| Description of the task |
Select all lines holding the word "nodeExecutor" from the entries that follow.

| Exercise data |
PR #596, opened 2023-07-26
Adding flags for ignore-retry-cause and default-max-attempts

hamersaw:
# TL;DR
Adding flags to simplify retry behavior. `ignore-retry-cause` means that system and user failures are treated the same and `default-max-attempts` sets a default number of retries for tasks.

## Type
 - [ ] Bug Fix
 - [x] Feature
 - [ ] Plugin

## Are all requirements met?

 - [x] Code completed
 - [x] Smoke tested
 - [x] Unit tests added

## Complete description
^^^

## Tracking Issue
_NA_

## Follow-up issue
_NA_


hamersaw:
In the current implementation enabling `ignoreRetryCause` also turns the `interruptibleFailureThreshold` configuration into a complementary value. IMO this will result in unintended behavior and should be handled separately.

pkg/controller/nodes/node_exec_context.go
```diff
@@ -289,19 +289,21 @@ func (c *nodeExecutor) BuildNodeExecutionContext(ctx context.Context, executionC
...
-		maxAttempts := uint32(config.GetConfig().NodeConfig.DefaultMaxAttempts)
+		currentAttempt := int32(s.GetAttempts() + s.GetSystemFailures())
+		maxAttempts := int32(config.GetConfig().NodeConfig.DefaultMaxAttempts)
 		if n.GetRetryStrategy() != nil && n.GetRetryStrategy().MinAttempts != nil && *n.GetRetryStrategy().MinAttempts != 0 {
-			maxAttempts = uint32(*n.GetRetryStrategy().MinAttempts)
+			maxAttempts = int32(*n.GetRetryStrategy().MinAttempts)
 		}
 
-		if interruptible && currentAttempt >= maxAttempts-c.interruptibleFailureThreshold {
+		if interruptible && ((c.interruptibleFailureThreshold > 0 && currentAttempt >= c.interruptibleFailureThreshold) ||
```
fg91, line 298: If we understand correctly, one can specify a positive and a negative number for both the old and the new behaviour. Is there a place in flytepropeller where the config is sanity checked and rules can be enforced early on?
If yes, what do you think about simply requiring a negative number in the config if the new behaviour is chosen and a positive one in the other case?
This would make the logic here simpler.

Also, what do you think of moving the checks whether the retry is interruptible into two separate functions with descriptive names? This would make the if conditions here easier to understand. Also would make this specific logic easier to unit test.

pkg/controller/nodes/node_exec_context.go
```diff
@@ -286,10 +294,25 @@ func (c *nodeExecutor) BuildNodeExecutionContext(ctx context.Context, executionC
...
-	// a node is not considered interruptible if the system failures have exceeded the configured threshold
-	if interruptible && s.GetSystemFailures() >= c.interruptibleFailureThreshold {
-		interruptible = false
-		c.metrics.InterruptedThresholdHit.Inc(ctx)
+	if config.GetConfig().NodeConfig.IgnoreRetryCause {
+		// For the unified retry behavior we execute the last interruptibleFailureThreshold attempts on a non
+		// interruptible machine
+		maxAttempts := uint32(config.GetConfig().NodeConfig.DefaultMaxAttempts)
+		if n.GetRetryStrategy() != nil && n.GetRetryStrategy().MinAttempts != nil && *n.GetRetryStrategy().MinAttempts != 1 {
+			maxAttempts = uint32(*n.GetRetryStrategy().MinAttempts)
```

| Worked solution |
@@ -289,19 +289,21 @@ func (c *nodeExecutor) BuildNodeExecutionContext(ctx context.Context, executionC
@@ -286,10 +294,25 @@ func (c *nodeExecutor) BuildNodeExecutionContext(ctx context.Context, executionC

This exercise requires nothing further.